In a statement yesterday, Publicity Secretary of the party, Taofik Gani, faulted the presentation by the state government on monies spent on COVID-19 patients, describing the presentation as “embarrassing, humungous, unreliable and extortionately-induced.”

The party noted that the incredible figures reeled out as costs of treating such patient was capable of increasing the already created doubts that the state government was not honest about the facts of the pandemic and had commercialised the circumstance.

The party, therefore, urged the lawmakers to set up a committee of the whole Assembly to look into the accounts relating to the COVID-19 and indeed similar supposed emergency reliefs, trust funds, interventions and others. The PDP also urged the relevant anti-corruption agencies to question the state’s Commissioner for Health.

Meanwhile, Lagos State Government, yesterday, said that it would continue to provide platforms and support for farmers to enable them grow and improve their output and produce.
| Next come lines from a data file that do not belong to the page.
PR #13153, opened 2026-04-02
commit ordering

estib-vega:
Create but-workspace commit ordering function that sorts the commits by
their parentage, according to the workspace appearance.

### Cool, but why?
In order to enable graph mutations with multiple commits, I need to sort the commits from parent-most to child-most.
That way I can do one operation at a time in memory, parent to child. And then materialize it at the very end.
 
Ordering should reduce the probability of running into conflicts.

### Disclaimer
This heavily uses AI for the generation of this algorithm

### Comprehensive docs
https://github.com/gitbutlerapp/gitbutler/pull/13153/changes#diff-bb49765eeedd900a433bba2fc60faf0d82730392d9053af079c8c1d2407aa905

### DIFF
--- a/crates/but-graph/src/projection/workspace/api.rs
+++ b/crates/but-graph/src/projection/workspace/api.rs
@@ -319,6 +319,28 @@ impl Workspace {
         })
     }
 
+    /// Try to find the owning graph segment of `commit_id` in the workspace.
+    ///
+    /// This uses the stack segment's `commits_by_segment` offsets to map a projected
+    /// commit back to its source graph segment.
+    pub fn find_commit_segment_index(&self, commit_id: gix::ObjectId) -> Option<SegmentIndex> {
+        let (_, stack_segment, _) = self.find_commit_and_containers(commit_id)?;
+        let commit_offset = stack_segment
+            .commits
+            .iter()
+            .position(|c| c.id == commit_id)?;
+
+        let mut owning_segment = stack_segment.id;
+        for (segment_id, offset) in &stack_segment.commits_by_segment {
+            if *offset > commit_offset {
+                break;
+            }
+            owning_segment = *segment_id;
+        }
+
+        Some(owning_segment)
+    }
+
     /// Like [`Self::find_segment_and_stack_by_refname`], but fails with an error.
     pub fn try_find_segment_and_stack_by_refname(
         &self,
--- a/crates/but-graph/src/projection/workspace/api.rs
+++ b/crates/but-graph/src/projection/workspace/api.rs
@@ -324,11 +324,14 @@ impl Workspace {
     /// This uses the stack segment's `commits_by_segment` offsets to map a projected
     /// commit back to its source graph segment.
     pub fn find_commit_segment_index(&self, commit_id: gix::ObjectId) -> Option<SegmentIndex> {
-        let (_, stack_segment, _) = self.find_commit_and_containers(commit_id)?;
-        let commit_offset = stack_segment
-            .commits
-            .iter()
-            .position(|c| c.id == commit_id)?;
+        let (stack_segment, commit_offset) = self.stacks.iter().find_map(|stack| {
+            stack.segments.iter().find_map(|seg| {
+                seg.commits
+                    .iter()
+                    .enumerate()
+                    .find_map(|(offset, commit)| (commit.id == commit_id).then_some((seg, offset)))
+            })
+        })?;
 
         let mut owning_segment = stack_segment.id;
         for (segment_id, offset) in &stack_segment.commits_by_segment {
--- a/crates/but-rebase/docs/commit_parentage.md
+++ b/crates/but-rebase/docs/commit_parentage.md
@@ -1,0 +1,141 @@
+# Commit Parentage Ordering
+
+This document explains how commit selector ordering works in
+`Editor::order_commit_selectors_by_parentage` (implemented in
+`but-rebase/src/graph_rebase/ordering.rs`), and why the implementation is
+structured the way it is.
+
+## Goal
+
+Given a set of commit selectors, produce a deterministic order such that:
+
+- Parent commits come before child commits.
+- Unrelated commits still have a stable, deterministic order.
+- Duplicate selectors are deduplicated by commit id (first occurrence wins).
+
+This ordering is useful for operations that must apply commits in dependency-safe order.
+
+## Inputs and Output
+
+Method: `editor.order_commit_selectors_by_parentage(selectors) -> Result<Vec<Selector>>`
+
+- Input selectors can be any type implementing `ToCommitSelector`.
+- The output is a list of normalized `Selector` values.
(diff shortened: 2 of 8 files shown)


crates/but-workspace/src/ordering/commit_parentage.rs
```diff
@@ -0,0 +1,221 @@
...
+    {
+        SegmentRelation::Ancestor => return Ok(Relation::LeftIsAncestorOfRight),
+        SegmentRelation::Descendant => return Ok(Relation::RightIsAncestorOfLeft),
+        SegmentRelation::Disjoint | SegmentRelation::Diverged => return Ok(Relation::Unrelated),
+        SegmentRelation::Identity => {
+            // Commits can still be in parent/child relation inside one segment.
+        }
+    }
+
+    let merge_base = match editor.repo().merge_base(left.id, right.id) {
```
Caleb-T-Owens: Something I’ve been thinking about in some of my graph overlay work is how to reconcile the fact that a pick statement’s OIDs may not imply the same history as the commit graph. For example, with `editor.insert_below(target, pick, below)`, the `target` will still have the same OID, but the editor graph itself has changed relative to what git would be telling you.

In most cases, that divergence should be *fine*. However, if more drastic operations are being performed, such as reparenting commits, it could lead to unexpected issues.

In `https://github.com/gitbutlerapp/gitbutler/pull/13080`, I’ve actually removed public access to the `workspace` property from the editor, because it always reflects the version of the workspace at the time the editor was created and therefore *isn’t* representative of the current graph state.

I’ve also modified the functions that were using it so that they call `.rebase()` and retrieve the latest overlay graph from `SuccessfulRebase`. That means that when we call `into_editor` again, we can work with the most up-to-date graph, aligned with the editor’s current state.

---

I’d love @Byron’s thoughts on this, but I’ve been wondering more and more whether it would be helpful to have some graph-inspection operations that run specifically on the editor’s step graph, so we can find things like merge bases there as well.

It *would* mean an additional implementation of logic similar to what already exists in `but_graph`, but it would also let us operate without the same desync concerns.

---

Perhaps I’m missing some context here, though. Do let me know.

crates/but-workspace/src/ordering/commit_parentage.md
Byron, line 1: There is actually a way to use this file as documentation for the Rust module itself by inclusion, `tower` does that a lot. That's definitely something I'd use to not have a loose file lying around in the source tree.

crates/but-workspace/src/lib.rs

The state’s Acting Commissioner for Agriculture, Abisola Olusanya, stated this while on tour of the Eko City Farmers’ Market, Ileya Edition, held across 26 locations with the goal of enhancing the upgrade of the agricultural supply value chains in the state by connecting all the value chains with their markets.

Olusanya, who visited two of the markets at Opebi Primary School, Ikeja and St. George’s Boys Primary School, Falomo, stated that the Eko City Farmers’ Markets was decentralised to hold in no fewer than 26 public schools in the state to provide more access to the consumers to shop and the farmers to get better patronage.

The commissioner added that one of the objectives decentralising the market was to rebuild the process of the local food economies by providing a cost-effective, retail sales prospect for local food producers in the state.

Olusanya gave the list of local councils where the decentralised Eko City Farmers’ Markets would be set up as Mushin, Alimosho, Surulere, Ikeja, Apapa, Lagos Mainland, Eti-Osa, Ifako-Ijaiye, Lagos Island, Kosofe, Oshodi-Isolo, Epe, Badagry, Ikorodu and Agege.

According to her, the markets would be located in Ilupeju Primary School, Town Planning Way, Ilupeju; Papa Ajao Primary School, Ladipo Street, Mushin; Eleja Primary School, Mushin; Local Government Primary School, Idimu; Meiran Community Primary School, Meiran; Adisa Bashua Primary School, Off Adelabu and Local Progressive Primary School, Mbah Street, Surulere, among others.

She, therefore, advised all residents of the state to take individual responsibility during this period by acting positively so that the chain of COVID-19 transmission could be broken in the state.